# [EXERCISE]
The lines needed are those below that contain the word "testArray"; copy each one.
┌─ SUPPLIED MATERIAL
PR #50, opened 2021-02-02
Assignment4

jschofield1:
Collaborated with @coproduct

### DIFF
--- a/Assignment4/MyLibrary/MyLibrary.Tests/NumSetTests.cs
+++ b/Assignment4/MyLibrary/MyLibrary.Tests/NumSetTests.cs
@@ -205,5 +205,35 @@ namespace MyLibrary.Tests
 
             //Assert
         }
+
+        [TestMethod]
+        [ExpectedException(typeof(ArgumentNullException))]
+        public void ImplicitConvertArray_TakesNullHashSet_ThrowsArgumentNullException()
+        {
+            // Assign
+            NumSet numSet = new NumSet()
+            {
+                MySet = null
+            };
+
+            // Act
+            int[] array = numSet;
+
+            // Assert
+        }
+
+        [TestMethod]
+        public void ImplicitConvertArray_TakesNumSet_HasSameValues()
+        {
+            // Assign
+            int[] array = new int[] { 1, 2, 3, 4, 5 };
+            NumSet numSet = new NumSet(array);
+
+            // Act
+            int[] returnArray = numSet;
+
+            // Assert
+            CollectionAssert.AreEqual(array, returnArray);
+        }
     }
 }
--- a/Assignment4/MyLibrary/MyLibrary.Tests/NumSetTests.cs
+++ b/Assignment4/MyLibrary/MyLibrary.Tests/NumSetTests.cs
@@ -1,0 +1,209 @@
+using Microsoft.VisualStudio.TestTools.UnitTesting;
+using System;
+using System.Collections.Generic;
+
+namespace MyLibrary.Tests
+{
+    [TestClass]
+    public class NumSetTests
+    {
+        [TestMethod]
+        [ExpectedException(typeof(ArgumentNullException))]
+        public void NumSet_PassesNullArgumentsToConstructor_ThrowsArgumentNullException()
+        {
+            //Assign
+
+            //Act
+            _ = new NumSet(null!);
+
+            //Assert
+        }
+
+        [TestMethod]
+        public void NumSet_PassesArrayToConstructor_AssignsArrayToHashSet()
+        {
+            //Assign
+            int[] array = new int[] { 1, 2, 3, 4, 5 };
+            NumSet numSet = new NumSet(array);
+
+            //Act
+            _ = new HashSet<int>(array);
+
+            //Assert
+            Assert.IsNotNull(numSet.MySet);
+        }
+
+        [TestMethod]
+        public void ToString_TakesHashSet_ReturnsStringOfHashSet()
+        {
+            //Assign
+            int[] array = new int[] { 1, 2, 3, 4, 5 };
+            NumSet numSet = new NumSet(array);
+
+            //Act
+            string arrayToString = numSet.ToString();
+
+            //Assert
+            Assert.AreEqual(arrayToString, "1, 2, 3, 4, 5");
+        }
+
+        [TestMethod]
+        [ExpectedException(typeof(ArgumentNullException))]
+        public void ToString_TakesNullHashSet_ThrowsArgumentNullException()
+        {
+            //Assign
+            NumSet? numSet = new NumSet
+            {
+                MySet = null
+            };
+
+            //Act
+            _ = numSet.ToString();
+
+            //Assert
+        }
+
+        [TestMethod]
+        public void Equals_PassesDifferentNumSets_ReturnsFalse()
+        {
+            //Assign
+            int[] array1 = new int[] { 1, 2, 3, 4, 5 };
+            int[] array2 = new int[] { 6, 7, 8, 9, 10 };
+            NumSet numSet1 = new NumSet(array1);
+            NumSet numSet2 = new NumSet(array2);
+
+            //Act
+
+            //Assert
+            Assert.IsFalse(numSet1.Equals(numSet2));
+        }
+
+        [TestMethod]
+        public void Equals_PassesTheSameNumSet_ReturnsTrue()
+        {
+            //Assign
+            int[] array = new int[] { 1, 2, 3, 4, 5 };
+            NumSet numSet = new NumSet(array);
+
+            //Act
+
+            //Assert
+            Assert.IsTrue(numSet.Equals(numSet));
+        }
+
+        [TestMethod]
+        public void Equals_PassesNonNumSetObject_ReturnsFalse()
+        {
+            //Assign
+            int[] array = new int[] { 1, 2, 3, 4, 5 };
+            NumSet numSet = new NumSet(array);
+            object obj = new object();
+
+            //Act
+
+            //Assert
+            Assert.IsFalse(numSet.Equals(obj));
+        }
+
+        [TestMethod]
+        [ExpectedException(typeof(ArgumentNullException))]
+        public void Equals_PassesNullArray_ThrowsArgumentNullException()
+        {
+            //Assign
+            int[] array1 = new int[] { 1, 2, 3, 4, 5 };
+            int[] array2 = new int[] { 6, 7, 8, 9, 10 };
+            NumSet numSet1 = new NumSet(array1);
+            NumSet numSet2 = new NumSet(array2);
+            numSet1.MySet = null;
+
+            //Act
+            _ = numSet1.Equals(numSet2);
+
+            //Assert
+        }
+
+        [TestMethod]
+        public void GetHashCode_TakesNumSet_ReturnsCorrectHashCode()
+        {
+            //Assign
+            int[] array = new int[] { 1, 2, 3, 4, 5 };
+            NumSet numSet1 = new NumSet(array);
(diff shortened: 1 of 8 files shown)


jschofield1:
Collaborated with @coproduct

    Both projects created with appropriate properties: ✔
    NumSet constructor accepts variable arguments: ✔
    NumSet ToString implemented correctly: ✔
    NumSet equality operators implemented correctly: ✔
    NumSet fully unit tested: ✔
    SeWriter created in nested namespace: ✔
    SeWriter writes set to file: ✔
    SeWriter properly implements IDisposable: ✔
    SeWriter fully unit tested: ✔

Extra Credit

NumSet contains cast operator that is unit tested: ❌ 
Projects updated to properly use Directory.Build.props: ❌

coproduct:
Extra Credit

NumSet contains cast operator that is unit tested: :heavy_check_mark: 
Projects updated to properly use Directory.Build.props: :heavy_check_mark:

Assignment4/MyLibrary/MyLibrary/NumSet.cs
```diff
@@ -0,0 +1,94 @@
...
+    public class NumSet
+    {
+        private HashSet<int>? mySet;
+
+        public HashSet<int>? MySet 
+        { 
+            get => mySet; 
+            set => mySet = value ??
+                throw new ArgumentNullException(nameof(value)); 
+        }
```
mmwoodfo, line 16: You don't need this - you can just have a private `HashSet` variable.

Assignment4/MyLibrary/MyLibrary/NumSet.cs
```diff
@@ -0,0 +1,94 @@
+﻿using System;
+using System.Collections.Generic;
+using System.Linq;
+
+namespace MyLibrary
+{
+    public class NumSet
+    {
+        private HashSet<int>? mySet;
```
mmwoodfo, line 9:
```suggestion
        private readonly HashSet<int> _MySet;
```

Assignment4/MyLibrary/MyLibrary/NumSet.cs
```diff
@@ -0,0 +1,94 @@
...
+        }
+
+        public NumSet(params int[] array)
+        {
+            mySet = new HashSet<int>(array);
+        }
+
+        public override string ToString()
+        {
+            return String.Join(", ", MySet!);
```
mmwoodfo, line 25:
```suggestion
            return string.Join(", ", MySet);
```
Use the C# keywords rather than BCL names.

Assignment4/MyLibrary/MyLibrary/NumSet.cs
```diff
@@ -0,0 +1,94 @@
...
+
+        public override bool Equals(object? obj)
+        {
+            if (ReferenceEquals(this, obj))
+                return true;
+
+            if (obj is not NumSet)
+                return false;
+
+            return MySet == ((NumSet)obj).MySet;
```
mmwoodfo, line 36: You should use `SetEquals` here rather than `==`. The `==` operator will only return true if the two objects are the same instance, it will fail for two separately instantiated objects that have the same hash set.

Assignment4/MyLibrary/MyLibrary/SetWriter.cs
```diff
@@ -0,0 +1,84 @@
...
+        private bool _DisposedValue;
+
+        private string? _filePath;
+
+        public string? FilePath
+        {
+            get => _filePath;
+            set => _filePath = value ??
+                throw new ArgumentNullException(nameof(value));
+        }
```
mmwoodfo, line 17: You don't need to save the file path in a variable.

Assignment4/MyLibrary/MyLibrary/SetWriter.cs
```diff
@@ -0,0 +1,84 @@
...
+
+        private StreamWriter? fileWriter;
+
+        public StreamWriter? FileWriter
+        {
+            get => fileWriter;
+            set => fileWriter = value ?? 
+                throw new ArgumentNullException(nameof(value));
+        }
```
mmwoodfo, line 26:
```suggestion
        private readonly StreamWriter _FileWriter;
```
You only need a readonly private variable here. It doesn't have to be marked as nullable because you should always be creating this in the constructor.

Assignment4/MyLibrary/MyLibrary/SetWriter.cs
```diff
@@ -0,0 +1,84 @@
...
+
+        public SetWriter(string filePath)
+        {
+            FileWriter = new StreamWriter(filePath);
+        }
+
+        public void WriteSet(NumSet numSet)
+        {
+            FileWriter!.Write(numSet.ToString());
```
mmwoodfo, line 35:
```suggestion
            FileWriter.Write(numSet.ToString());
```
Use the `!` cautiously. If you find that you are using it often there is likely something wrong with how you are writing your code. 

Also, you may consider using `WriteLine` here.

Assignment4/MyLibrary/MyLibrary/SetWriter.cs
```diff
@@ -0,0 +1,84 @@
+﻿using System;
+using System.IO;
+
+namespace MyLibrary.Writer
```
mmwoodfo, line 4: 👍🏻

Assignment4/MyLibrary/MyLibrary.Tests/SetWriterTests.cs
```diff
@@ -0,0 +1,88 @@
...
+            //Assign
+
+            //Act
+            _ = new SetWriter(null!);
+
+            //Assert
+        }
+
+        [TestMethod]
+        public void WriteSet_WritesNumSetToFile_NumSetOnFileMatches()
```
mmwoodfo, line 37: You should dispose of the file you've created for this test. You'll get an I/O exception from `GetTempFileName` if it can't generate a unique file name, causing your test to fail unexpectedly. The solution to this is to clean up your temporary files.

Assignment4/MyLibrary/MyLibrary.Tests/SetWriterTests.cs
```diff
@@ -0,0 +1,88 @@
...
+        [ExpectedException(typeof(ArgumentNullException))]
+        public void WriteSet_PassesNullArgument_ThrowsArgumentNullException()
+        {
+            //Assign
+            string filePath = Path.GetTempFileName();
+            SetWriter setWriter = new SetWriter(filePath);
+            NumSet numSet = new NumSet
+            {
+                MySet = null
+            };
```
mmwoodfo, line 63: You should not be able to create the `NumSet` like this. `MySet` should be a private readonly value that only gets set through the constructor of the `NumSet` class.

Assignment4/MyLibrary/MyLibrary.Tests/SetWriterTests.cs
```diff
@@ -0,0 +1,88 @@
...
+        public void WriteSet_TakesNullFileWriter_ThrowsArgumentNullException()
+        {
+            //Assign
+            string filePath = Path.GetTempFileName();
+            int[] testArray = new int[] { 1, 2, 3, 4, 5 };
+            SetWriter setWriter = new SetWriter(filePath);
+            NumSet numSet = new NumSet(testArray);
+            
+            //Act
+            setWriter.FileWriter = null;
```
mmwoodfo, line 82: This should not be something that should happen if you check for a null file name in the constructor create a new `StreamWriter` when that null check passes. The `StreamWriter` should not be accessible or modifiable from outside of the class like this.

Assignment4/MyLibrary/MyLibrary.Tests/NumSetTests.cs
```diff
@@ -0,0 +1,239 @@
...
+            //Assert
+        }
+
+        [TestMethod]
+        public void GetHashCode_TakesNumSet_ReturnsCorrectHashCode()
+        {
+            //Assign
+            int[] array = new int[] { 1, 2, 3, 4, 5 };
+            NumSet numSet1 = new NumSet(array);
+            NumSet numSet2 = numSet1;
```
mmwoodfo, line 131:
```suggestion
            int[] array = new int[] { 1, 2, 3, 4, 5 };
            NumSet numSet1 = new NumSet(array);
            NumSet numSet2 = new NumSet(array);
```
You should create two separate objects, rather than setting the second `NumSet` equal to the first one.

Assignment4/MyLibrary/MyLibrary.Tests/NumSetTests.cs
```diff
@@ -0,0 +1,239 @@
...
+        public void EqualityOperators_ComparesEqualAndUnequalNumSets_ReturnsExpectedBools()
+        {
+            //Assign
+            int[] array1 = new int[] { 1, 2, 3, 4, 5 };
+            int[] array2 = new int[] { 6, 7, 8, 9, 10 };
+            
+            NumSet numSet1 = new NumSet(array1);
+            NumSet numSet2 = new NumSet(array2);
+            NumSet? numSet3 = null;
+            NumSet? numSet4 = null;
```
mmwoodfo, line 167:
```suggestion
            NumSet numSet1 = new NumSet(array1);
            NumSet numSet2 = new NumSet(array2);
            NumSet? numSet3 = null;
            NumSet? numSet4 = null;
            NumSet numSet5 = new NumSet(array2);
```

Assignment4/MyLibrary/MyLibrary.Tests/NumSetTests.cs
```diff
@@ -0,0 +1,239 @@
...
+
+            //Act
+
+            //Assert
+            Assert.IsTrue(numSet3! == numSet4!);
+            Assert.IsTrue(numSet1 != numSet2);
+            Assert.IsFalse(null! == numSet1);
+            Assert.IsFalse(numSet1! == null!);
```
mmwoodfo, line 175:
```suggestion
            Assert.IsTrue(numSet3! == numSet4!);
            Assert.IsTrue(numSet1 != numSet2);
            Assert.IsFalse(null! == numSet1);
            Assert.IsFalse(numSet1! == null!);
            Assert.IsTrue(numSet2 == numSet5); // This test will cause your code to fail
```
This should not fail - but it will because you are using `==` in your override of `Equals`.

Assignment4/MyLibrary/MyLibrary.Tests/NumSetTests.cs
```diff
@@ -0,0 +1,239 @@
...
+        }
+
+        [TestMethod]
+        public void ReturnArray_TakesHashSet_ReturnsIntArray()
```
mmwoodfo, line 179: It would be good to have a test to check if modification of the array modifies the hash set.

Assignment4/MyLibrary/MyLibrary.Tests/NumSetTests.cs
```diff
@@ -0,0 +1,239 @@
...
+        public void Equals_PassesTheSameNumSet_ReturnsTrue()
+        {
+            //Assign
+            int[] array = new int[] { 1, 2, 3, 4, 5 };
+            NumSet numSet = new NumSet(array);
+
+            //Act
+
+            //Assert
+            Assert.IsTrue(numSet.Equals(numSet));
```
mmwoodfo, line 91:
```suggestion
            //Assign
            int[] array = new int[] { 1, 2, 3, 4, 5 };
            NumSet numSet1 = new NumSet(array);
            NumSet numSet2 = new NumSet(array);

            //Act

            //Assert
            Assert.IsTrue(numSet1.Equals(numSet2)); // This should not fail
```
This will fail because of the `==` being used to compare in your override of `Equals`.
└─
# [EXERCISE RESPONSE]
+            int[] testArray = new int[] { 1, 2, 3, 4, 5 };
+            NumSet numSet = new NumSet(testArray);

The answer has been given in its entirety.